*ASSIGNED TASK:* Locate all lines in the data below that hold "entities" and show them.
^^^^^^^^^^^^^^^^
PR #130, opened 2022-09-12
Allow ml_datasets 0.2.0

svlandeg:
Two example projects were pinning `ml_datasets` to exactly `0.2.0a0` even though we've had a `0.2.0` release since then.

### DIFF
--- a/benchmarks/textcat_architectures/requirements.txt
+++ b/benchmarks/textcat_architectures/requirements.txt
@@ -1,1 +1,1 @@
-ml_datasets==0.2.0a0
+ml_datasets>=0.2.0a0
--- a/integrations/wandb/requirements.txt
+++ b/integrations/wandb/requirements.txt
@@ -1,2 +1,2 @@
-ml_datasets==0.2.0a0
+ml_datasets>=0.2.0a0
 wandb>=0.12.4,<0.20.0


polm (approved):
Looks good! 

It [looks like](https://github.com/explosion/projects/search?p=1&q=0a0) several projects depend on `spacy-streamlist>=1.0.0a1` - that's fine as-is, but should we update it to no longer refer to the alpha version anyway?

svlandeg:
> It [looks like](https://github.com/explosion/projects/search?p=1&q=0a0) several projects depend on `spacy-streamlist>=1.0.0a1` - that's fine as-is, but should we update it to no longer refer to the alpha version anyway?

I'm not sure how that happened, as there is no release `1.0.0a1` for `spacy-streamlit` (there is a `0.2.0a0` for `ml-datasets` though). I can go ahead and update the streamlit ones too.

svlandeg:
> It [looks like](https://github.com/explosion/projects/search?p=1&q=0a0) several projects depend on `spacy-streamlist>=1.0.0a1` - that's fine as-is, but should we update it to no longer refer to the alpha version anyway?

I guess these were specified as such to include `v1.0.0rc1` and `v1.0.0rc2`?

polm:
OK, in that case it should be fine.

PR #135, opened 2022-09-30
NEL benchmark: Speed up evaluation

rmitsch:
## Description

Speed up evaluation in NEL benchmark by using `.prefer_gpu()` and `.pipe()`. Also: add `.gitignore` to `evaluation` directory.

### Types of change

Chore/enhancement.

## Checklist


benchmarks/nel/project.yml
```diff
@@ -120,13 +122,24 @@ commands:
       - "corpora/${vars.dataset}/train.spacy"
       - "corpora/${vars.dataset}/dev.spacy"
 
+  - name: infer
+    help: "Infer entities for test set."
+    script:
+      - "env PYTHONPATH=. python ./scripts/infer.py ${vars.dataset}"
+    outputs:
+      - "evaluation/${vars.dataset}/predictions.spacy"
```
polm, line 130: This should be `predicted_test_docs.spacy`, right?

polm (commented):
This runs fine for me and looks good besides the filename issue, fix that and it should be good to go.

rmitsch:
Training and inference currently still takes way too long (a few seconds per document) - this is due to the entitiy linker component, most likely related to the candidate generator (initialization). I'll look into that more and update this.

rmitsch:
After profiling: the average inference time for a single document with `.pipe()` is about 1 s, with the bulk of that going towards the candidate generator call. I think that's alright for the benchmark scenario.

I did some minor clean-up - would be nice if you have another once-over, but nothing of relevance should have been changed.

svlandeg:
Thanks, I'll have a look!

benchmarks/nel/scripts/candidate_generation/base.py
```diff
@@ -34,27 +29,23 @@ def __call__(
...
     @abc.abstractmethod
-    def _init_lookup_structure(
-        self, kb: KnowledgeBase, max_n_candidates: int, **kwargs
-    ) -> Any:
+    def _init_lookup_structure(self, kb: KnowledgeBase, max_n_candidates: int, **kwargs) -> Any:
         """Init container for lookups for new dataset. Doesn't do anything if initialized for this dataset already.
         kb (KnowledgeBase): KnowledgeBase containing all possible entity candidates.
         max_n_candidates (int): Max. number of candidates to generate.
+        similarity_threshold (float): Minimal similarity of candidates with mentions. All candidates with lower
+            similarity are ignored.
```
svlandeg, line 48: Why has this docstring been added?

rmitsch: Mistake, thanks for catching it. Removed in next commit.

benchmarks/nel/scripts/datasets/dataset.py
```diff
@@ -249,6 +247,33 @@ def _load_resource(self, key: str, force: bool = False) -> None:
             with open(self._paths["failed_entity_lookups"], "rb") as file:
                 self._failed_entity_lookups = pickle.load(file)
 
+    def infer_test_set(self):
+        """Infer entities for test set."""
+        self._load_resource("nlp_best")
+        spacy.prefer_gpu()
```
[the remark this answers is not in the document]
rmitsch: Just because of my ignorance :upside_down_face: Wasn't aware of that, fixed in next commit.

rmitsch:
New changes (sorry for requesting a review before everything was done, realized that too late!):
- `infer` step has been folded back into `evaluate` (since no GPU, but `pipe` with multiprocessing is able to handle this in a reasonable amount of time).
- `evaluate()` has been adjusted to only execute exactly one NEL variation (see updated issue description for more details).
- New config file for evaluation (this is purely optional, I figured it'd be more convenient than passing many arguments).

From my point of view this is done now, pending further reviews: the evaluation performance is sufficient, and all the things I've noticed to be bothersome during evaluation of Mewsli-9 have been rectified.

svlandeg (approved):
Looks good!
^^^^^^^^^^^^^^^^
*WRITTEN ANSWER:*
+    help: "Infer entities for test set."
+        """Infer entities for test set."""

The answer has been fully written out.